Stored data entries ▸
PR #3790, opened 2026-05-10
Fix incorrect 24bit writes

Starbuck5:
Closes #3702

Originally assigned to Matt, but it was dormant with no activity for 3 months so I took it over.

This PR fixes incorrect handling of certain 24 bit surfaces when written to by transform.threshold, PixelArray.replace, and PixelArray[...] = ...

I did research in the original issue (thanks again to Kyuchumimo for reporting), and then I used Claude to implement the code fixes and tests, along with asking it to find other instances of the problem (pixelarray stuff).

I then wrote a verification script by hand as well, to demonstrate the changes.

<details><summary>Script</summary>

...

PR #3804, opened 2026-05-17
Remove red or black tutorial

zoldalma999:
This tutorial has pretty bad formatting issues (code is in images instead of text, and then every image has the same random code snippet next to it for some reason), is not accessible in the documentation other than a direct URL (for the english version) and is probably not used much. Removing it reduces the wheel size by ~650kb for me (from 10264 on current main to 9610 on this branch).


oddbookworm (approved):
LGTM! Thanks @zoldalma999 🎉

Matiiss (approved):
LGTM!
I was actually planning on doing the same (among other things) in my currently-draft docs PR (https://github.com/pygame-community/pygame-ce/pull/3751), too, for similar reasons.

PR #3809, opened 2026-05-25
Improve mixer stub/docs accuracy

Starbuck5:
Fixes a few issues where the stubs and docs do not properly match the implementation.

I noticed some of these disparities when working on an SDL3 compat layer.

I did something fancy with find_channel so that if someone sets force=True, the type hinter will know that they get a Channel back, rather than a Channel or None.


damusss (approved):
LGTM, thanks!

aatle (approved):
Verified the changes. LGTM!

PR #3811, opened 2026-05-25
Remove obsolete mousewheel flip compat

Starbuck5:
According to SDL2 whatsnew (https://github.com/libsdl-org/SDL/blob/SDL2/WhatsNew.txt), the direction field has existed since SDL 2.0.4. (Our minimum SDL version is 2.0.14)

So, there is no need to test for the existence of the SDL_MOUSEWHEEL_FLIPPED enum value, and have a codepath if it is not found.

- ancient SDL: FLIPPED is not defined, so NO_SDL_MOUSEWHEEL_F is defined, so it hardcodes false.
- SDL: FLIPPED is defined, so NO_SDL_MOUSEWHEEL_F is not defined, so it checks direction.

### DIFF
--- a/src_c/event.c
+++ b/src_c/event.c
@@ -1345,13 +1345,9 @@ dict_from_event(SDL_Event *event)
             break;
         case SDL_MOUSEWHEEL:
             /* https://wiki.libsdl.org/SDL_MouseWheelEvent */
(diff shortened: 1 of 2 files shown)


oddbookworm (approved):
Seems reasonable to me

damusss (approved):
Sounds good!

---

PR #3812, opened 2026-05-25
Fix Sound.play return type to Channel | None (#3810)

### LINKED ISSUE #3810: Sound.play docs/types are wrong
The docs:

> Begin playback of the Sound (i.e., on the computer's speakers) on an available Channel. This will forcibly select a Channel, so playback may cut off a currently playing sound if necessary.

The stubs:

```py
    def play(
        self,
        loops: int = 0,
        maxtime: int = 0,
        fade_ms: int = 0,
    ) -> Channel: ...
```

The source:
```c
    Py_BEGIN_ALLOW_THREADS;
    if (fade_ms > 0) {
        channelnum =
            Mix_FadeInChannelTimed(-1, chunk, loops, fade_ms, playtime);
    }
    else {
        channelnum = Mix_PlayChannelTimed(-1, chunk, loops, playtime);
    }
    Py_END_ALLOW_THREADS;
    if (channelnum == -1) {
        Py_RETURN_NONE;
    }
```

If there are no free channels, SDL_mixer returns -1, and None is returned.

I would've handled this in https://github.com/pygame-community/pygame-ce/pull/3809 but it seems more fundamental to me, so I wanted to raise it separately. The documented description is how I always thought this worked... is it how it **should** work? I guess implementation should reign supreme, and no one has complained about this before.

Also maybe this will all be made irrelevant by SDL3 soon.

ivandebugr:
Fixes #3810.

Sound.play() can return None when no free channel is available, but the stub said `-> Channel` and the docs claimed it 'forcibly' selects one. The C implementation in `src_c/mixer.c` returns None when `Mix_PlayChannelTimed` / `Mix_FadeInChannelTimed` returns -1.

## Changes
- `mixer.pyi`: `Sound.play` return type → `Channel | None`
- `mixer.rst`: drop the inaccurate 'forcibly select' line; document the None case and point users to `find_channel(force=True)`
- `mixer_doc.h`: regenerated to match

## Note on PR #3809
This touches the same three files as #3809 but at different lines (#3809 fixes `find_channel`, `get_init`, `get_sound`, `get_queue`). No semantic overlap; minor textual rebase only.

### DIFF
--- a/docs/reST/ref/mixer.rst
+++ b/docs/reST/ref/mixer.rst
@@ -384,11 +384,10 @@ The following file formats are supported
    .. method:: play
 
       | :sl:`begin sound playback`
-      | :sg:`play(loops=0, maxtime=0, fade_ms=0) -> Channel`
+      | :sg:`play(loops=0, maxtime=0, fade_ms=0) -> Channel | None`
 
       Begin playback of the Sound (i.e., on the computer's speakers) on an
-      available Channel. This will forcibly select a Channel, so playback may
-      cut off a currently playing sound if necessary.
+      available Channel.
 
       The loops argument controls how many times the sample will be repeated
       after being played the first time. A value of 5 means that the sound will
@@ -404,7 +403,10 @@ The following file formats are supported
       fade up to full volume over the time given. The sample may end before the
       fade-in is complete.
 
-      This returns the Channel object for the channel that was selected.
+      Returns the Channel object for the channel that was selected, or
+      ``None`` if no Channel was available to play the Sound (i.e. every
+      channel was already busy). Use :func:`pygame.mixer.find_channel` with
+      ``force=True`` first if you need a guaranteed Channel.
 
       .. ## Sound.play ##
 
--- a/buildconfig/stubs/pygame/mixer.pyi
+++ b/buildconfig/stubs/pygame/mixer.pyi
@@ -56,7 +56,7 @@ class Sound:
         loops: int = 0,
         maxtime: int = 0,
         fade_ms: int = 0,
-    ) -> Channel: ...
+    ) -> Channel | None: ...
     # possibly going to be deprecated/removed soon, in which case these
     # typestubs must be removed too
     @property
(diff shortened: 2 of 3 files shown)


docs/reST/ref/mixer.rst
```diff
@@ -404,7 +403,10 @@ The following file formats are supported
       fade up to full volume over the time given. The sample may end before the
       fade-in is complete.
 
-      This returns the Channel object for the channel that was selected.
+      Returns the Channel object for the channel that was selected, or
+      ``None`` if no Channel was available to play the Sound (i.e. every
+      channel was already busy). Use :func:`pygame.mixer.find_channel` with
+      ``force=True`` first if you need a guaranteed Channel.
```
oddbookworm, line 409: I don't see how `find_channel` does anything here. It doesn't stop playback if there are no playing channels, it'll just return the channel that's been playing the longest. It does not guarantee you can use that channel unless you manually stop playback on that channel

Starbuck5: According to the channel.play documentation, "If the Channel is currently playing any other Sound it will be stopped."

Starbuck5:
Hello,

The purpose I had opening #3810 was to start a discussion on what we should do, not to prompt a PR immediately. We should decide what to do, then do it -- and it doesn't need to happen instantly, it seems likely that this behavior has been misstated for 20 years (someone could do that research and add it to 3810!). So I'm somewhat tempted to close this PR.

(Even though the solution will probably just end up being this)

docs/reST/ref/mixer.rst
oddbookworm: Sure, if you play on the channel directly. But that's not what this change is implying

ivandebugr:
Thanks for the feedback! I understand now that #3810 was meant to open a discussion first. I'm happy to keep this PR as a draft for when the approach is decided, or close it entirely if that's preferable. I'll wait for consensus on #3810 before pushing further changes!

Description of the task ▸ From the entries above, print the lines beginning at the one with "PR #3790, opened 2026-05-10" and stopping after the one with "This PR fixes", exactly as written and with nothing else.

Task response ▸
PR #3790, opened 2026-05-10
Fix incorrect 24bit writes

Starbuck5:
Closes #3702

Originally assigned to Matt, but it was dormant with no activity for 3 months so I took it over.

This PR fixes incorrect handling of certain 24 bit surfaces when written to by transform.threshold, PixelArray.replace, and PixelArray[...] = ...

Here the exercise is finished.